The BXE blockaders than moved on to a protest on Capitol Hill against rigged corporate trade agreements, with a special focus on stopping fast track trade authority, which would prevent Congress from fully exercising its constitutional responsibility on foreign trade and give expansive power to the president over trade. The protesters were led by a 32 foot long “Fast Track Train” around the capitol with a massive 30 foot tall sign at the rear of the march which called for defeat of the Trans Pacific Partnership (TPP). Earlier that day a broad coalition of labor, environmental, consumer and other “stakeholder” groups delivered a petition to Congress signed by more than 500,000 people opposing “fast-track.” This week a week of action is being held to increase awareness of the dangers of Fast Track, the trans-Atlantic agreement and TPP. TPP is part of the Asian Pivot surrounding China both militarily and economically. And we are asking people to visit StopFastTrack.com this week to use the tools for contacting Congress.
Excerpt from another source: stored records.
PR #1151, opened 2022-12-17
Get node binary via @nodejs//:node

jfirebaugh:
I had a colleague using an arm64 mac whose builds were failing because `platform.machine()` was returning amd64 for some reason (my guess is the python toolchain was running under Rosetta). Then emscripten_config looked for the node binary in a nonexistent directory -- nodejs_darwin_amd64 rather than nodejs_darwin_arm64.

This switches to a public rules_nodejs API for obtaining the binary, so should always work.

### DIFF
--- a/.circleci/config.yml
+++ b/.circleci/config.yml
@@ -211,6 +211,7 @@ jobs:
     environment:
       PYTHONUNBUFFERED: "1"
       EMSDK_NOTTY: "1"
+      USE_BAZEL_VERSION: "5.4.0"
     steps:
       - checkout
       - run:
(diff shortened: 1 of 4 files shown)


walkingeyerobot (approved):

jfirebaugh:
I had to make two changes to get `test-bazel-windows` to pass:

* Use `@nodejs//:node_bin` on Windows rather than `@nodejs//:node`. I don't know why this is necessary but it mirrors the previous logic in emscripten_config. `@nodejs//:node_bin` is the `.../bin/nodejs/node.exe` path.
* Pin Bazel to 5.4.0, which seems to be the version that was tested prior to the 6.0.0 release today. This is a workaround for https://github.com/emscripten-core/emsdk/issues/1153.

jfirebaugh:
An equivalent change was merged as #1518.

Then, the BXE protesters went to National Public Radio (NPR) where they protested the biased reporting of NPR on fracked gas as well as their accepting of donations from the trade association for gas companies. The gas industry spends lots of money in advertising on all television networks. But, it is especially disturbing that NPR, which claims “we are unbought and unbossed. The listeners own us.” accepts money from the industry and falsely reports on gas issues. Listeners of NPR have come to realize the station cannot be trusted when it comes to news reporting – which is often pro-corporate (their donors) and pro-government, including pro-war (their other major source of income). Activists are calling NPR: National Propaganda Radio.
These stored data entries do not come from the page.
PR #1155, opened 2022-12-21
emsdk.py: info(key + '=' + value) - no spaces

RandyMcMillan:
The info output now reflects the actual path:

example:
EMSDK=/Volumes/git/emsdk

### DIFF
--- a/emsdk.py
+++ b/emsdk.py
@@ -2737,7 +2737,7 @@ def construct_env_with_vars(env_vars_to_add):
       # Don't set env vars which are already set to the correct value.
       if key in os.environ and to_unix_path(os.environ[key]) == to_unix_path(value):
         continue
-      info(key + ' = ' + value)
+      info(key + '=' + value)
       if POWERSHELL:
         env_string += '$env:' + key + '="' + value + '"\n'
       elif CMD:


sbc100 (approved):

RandyMcMillan:
This works with linux and macos - and is very convenient (IMO).

A conditional for Windows and other shell environments needs to be added for similar functionality.

Any windows devs - please post a patch - attribution will be added.

sbc100:
> This works with linux and macos - and is very convenient (IMO).
> 
> A conditional for Windows and other shell environments needs to be added for similar functionality.
> 
> Any windows devs - please post a patch - attribution will be added.

With window syntax is `set FOO=BAR`.

And actually with bash/sh wouldn't one have to prefix each line with `export ` or one wanted it to be copy-pastable?

sbc100:
> > This works with linux and macos - and is very convenient (IMO).
> > A conditional for Windows and other shell environments needs to be added for similar functionality.
> > Any windows devs - please post a patch - attribution will be added.
> 
> With window syntax is `set FOO=BAR`.
> 
> And actually with bash/sh wouldn't one have to prefix each line with `export ` or one wanted it to be copy-pastable?

Given that the last part of that `set FOO=bar` and `export FOO=bar` lines is the same, maybe we can land this change as is, and we can decide if want to do something more complex as a followup?

PR #1165, opened 2023-01-05
Remove fastcomp SDK and fastcomp build rules

sbc100:
Folks that want to work with fastcomp will now need to use an older checkout of emsdk.


sbc100:
tested with `./emsdk install sdk-upstream-main-64bit`

kripken (approved):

Finally, the fourth action of the day was held at the White House, part of a nationwide “Internet Emergency” to protect the future of the Internet. Washington, DC was one of 30 cities where protests were held calling for reclassifying the Internet as a common carrier so there can be no discrimination and equal access for all. The call for Net Neutrality is being made because Tom Wheeler, the chair of the FCC, is once again floating the idea of a tiered Internet based on fees. Despite nearly 4 million people submitting public comments – by far the record number of comments ever submitted – 99% (literally, 99%) calling for reclassification and Net Neutrality, Wheeler, the former top lobbyist for the industry, is still pushing his flawed proposal. This emergency action, organized in a few days, is the beginning of escalating actions that will force Wheeler and the FCC to listen to the people and not a handful of corporations. Sign the action pledge here for updates.
Each of the issues raised that day impact all of us and all of the issues we work on: climate change, war and militarism, media corruption, Internet access and global trade. Other days brought in the issues of the corrupt corporate duopoly and a government bought and paid for by big corporations and the wealthy; and the racially unfair impact of environmental toxicity and other issues.
There is power in recognizing how our issues are connected. Working together we are stronger. Challenging the system and seeking transformative change is the only way we will create the change that is needed.